Figures 8 and 9 also show that there is a dip in dose immediately after the prosthesis in the distal region that is followed by a dose escalation and then the standard dose fall off is seen. These observations are due to loss of electron fluence immediately after the prosthesis as most of the electrons generated in the prosthesis stay within it, and at the same time, the nylon provides very little backscatter.
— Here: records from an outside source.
PR #24899, opened 2023-09-25
Allowed to set more Environment Infos in tests

jonaswre:
This PR allows the developer to set AppId and EnvironmentName.

It also adds the ability to set IsSaaS and IsSandbox to false instead of setting it to true or not setting it.

### DIFF
--- a/Modules/System Test Libraries/Environment Information/src/EnvironmentInfoTestLibrary.Codeunit.al
+++ b/Modules/System Test Libraries/Environment Information/src/EnvironmentInfoTestLibrary.Codeunit.al
@@ -19,11 +19,24 @@ codeunit 135094 "Environment Info Test Library"
     /// This functions should only be used for testing purposes.
     /// </remarks>
     /// <param name="EnableSandboxForTest">The value to be set to the testability sandbox flag.</param>
-    [Scope('OnPrem')]
     procedure SetTestabilitySandbox(EnableSandboxForTest: Boolean)
     begin
+        EnvironmentInformationImpl.SetTestMode(true);
         EnvironmentInformationImpl.SetTestabilitySandbox(EnableSandboxForTest);
     end;
+
+    /// <summary>
+    /// Sets the test mode flag.
+    /// </summary>
+    /// <remarks>
+    /// This functions should only be used for testing purposes.
+    /// </remarks>
+    /// <param name="EnableTests">The value to be set to the test flag.</param>
+    procedure SetTestability(EnableTests: Boolean)
+    begin
+        EnvironmentInformationImpl.SetTestMode(EnableTests);
+    end;
+
 
     /// <summary>
     /// Sets the testability SaaS flag.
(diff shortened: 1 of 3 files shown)


Modules/System Test Libraries/Environment Information/src/EnvironmentInfoTestLibrary.Codeunit.al
```diff
@@ -19,30 +19,63 @@ codeunit 135094 "Environment Info Test Library"
...
+    begin
+        EnvironmentInformationImpl.SetTestMode(true);
+        EnvironmentInformationImpl.SetTestabilityAppId(NewAppId);
+    end;
+
+    /// <summary>
+    /// Sets the Environment Name that of the current Environment.
+    /// </summary>
+    /// <param name="NewEnvironmentName">The desired new Environment Name.</param>
+    procedure SetTestabilityEn(NewEnvironmentName: Text)
```
pri-kise, line 68: I think the name of this procedure should be `SetTestabilityEnvironmentName`?

jonaswre: Yes correct, i've fixed that...

JesperSchulz:
@nikolakukrika, could you review this PR?

Modules/System/Environment Information/src/EnvironmentInformationImpl.Codeunit.al
```diff
@@ -62,12 +68,27 @@ codeunit 3702 "Environment Information Impl."
...
+    begin
+        TestabilityAppId := AppId;
+    end;
+
+    procedure SetTestabilityEnvironmentName(Name: Text)
+    begin
+        TestabilityEnvironmentName := Name;
+    end;
+
+    procedure SetTestMode(Mode: Boolean)
```
nikolakukrika, line 81: It would be better to use an internal event so we can bind to it from test. It is cleaner because we can bind/unbind the manual subscriber from the test. With the global the setting will last for the entire session and it can affect the other tests. We cannot cleanup in case of the failure, thus a failing test could have set the value and it would stay for all other tests that will run within that session.

Modules/System/Environment Information/src/EnvironmentInformationImpl.Codeunit.al
```diff
@@ -14,6 +14,9 @@ codeunit 3702 "Environment Information Impl."
         NavTenantSettingsHelper: DotNet NavTenantSettingsHelper;
         TestabilitySoftwareAsAService: Boolean;
         TestabilitySandbox: Boolean;
+        TestabilityAppId: Text;
```
nikolakukrika, line 17: Same comments here, we should move these to internal events.

Modules/System Test Libraries/Environment Information/src/EnvironmentInfoTestLibrary.Codeunit.al
```diff
@@ -19,30 +19,63 @@ codeunit 135094 "Environment Info Test Library"
     /// This functions should only be used for testing purposes.
     /// </remarks>
     /// <param name="EnableSandboxForTest">The value to be set to the testability sandbox flag.</param>
-    [Scope('OnPrem')]
```
nikolakukrika, line 22: I believe it is fine to move these away from OnPrem scope as we do not publish the libraries in SaaS. Will need to include the security people to review.

Modules/System/Environment Information/src/EnvironmentInformationImpl.Codeunit.al
nikolakukrika: With this approach we would need a new codeunit in which you can set the parameters and bind it.

nikolakukrika (changes requested):

Modules/System/Environment Information/src/EnvironmentInformationImpl.Codeunit.al
grobyns: FYI: remember that internals should not be exposed directly to test code. It should be exposed to a test library which then has a public method for the tests to use.

Modules/System Tests/Environment Information/src/EnvironmentInformationTest.Codeunit.al
```diff
@@ -52,8 +49,20 @@ codeunit 135091 "Environment Information Test"
...
+    procedure TestIsSandboxIsFalseWhenTestabilitySandboxIsNotSet()
+    begin
+        // [Scenario] Set the testability to false. IsSandBox returns correct values.
+
+        // [Given] Set the testability sandbox to false
+        EnvironmentInfoTestLibrary.SetTestability(false);
+
+        // [When] Poll for IsSandbox
+        // [Then] Should return false
+        Assert.IsFalse(EnvironmentInformation.IsSandbox(), 'Testability should have dictacted a non-sandbox environment');
```
grobyns, line 61: typo

Modules/System Tests/Environment Information/src/EnvironmentInformationTest.Codeunit.al
```diff
@@ -78,5 +86,18 @@ codeunit 135091 "Environment Information Test"
         // [Then] Should return false
         Assert.IsFalse(EnvironmentInformation.IsSaaS(), 'Testability should have dictacted a non- SaaS environment');
```
grobyns, line 87: This typo was made everywhere... I'm guessing 'dictated' is what was meant.

jonaswre: I will fix it when I implement the rest.

JesperSchulz:
@jonaswre, it looks like this PRs isn't too far away from getting approved! I looks like a few small adjustments are needed, and then it's ready to get processed 🥳
In the meantime, our System Application has been moved from our internal repository / ALAppExtensions, to the fully open sourced repo https://github.com/microsoft/BCApps/pulls. In order for this to get processed, it must be moved to BCApps.
Could you do that, as I would prefer that you remain the author of this change. I could do it too, but then my name is on this PR - which wouldn't be right.

jonaswre:
@JesperSchulz I'll make the fixes requested in this PR and then open another PR in the new BCApps repo.

Thanks for the heads up

JesperSchulz:
Awesome. When done, please close this PR. Thanks a ton!

jonaswre:
I've implemented the requested changes and migrated to the BCApps repo.

https://github.com/microsoft/BCApps/pull/342

PR #24903, opened 2023-09-25
Parse blob names with hierarchical namespace

### LINKED ISSUE #24891: ABSBlobClient.ListBlobs(ABSContainerContent) duplicates directory names in storage accounts with hierarchical namespace
**Steps to reproduce**

1. Create an Azure storage account with Azure Data Lake Gen2 capabilities, make sure that the hierarchical namespace is enabled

DPFs were calculated from the depth doses sampled in Figs. 7(a) and 7(b) data and are shown by the green curves in Figs. 8(a) and 9(d). A DPF = 1.0 indicates the borderline between dose enhancement (DPF > 1.0) and dose reduction (DPF < 1.0). From these figures, the DPFs > 1.0 occur inside the prosthesis and on its proximal side, while DPFs < 1.0 occur in the distal region of the prosthesis. In Table 2, maximum DPFs ranged between 1.21 and 1.23 corresponding to dose enhancements of 21% and 23% for 6 MV, and between 1.25 and 1.30 (dose enhancements of 25 and 30%) for 15 MV beam, respectively, for field sizes of 15 × 15 and 3 × 3 cm2. Similarly, minimum DPFs ranged between 0.79 and 0.82 (21 and 18% dose reductions) for 6 MV beam. For 15 MV, it ranged between 0.82 and 0.85 (dose reductions of 18 and 15%), occurring for field sizes of 5 × 5 and 3 × 3 cm2, respectively. The uncertainty in these data is 2% (the standard deviation of the average values of three measurements).
Table 2.
Average values of maximum and minimum dose perturbation factors. The uncertainty (standard deviation) in the data is 2%
| Field size (cm2) | 6 MV photon beam | 15 MV photon beam | ||
|---|---|---|---|---|
| Max. DPF | Min. DPF | Max. DPF | Min. | |
| 15 × 15 | 1.21 | 0.81 | 1.25 | 0.84 |
| 10 × 10 | 1.22 | 0.81 | 1.25 | 0.83 |
| 5 × 5 | 1.22 | 0.79 | 1.26 | 0.82 |
| 3 × 3 | 1.23 | 0.82 | 1.30 | 0.85 |
The DPF values for the four fields are shown in Table 2. It was also observed that the maximum values of the DPFs in the phantom (excluding the prosthesis) occurred at the beam entrance region of the Ti prosthesis. The prosthesis itself receives higher dose from 15 MV beams compared to 6 MV beams. This observation could be attributed to the longer range of more energetic electrons generated in the beam proximal to the prosthesis in the 15 MV beam. This actually means that the Ti prosthesis intercepts a higher proportion of the secondary electron fluence, and thus more dose is deposited in the 15 MV than for 6 MV.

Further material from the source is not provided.